THE TASK.
In the entries that follow, the first line to write out is the one containing "I might have", and the last is the one containing "Sorry about the courtyard; I am working on". Reproduce that stretch exactly, with nothing before or after it.

MATERIAL FOR THE TASK.
PR #1036, opened 2018-10-20
Add RJ45_BEL_SS74301-00x

cpresser:
Add RJ45_BEL_SS74301-00x
Shielded vertial RJ45 Connector with two LEDs (Yellow/Green)

- https://belfuse.com/resources/drawings/stewartconnector/dr-stw-ss-74301-001-ss-74301-002-ss-74301-005.pdf
- https://www.digikey.de/product-detail/de/stewart-connector/SS-74301-002/380-1207-5-ND/2257495
- no 3D model
- ~~The LED drill positions are 1mil off compared to the data-sheet so they can be on a 50mil grid. That is well within the specified tolerance (6mil) for the drill position.~~

------------


cpresser:
The footprint-name is not perfect. I did put an 'x' as the last char, but only the versions -001, -002 -003 -005 -007 exist.

Another thing that could be changed is the pin numbers of the LEDs. I did match them to the symbol 'RJ45_LED_Shielded'. There the LED on pins 12-11 is close to pin1.
Thats not reflected in this footprint.

poeschlr:
Please add a pin 1 marker on the fab layer as well.

The courtyard clearance must be 0.25mm all around (rounded to the nearest 0.01mm grid)

screenshot from 2019-01-18 20-36-40

I have forgotten to mention that if a datasheet specifies both imperial and metric dimensions then we prefer the use of the metric ones. (In this case the metric ones are rounded to two significant places.) It is ok for this footprint. Just something for your next contribution. (The original footprint you made was not exact for either measurement system. Which was the reason for my previous comment.)

cpresser:
Thanks for you patience, I am a slow learner :)
How did you make that preview? That looks really helpful.

cpresser:
No, the last 3 commits have all been made on the same machine, no kicad update in the meantime.
The kicad version used is 5.0.2+dfsg1-1 
* 288641675846d06773dd274fa7a289c9a13eab03 
* 3178d7198ed0613689ee6d51c1310ebff92cab6d
* cfcd79aa3ab22dc6694c1e936a5807f9f4cccfad

poeschlr:
Ok it is not kicad that screws up here but github. (A better difftool shows it much clearer what really changed.)

The only thing that seems strange is that 4 courtyard lines have been moved to after the fab lines.
Is it possible that you deleted some lines and created new ones instead? (for example by duplicating from the other side?) If this is the case then i would assume that kicad orders the lines in the file by the order the feature has been added in the footprint editor.

Again this is not a problem for your pull request just personal interest.

cpresser:
I might have used the duplicate feature. I did draw some additional lines on the edge of pads to extract their coordinates. Of course, I deleted them one I was done with it.
Same for pins (shield); duplicated and changed their diameter so I can see the 0.25mm distance from the copper.
So in conclusion, this is most likely just my weird workflow.

poeschlr:
The courtyard is not correctly closed on the top right corner.

And add the orientation suffix (Vertical) to the footprint name

cpresser:
Sorry about the courtyard; I am working on 
I am working on https://github.com/KiCad/kicad-library-utils/issues/277 right now and did not properly remove my test-stuff.

poeschlr:
Thanks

RESULT.
I might have used the duplicate feature. I did draw some additional lines on the edge of pads to extract their coordinates. Of course, I deleted them one I was done with it.
Same for pins (shield); duplicated and changed their diameter so I can see the 0.25mm distance from the copper.
So in conclusion, this is most likely just my weird workflow.

poeschlr:
The courtyard is not correctly closed on the top right corner.

And add the orientation suffix (Vertical) to the footprint name

cpresser:
Sorry about the courtyard; I am working on 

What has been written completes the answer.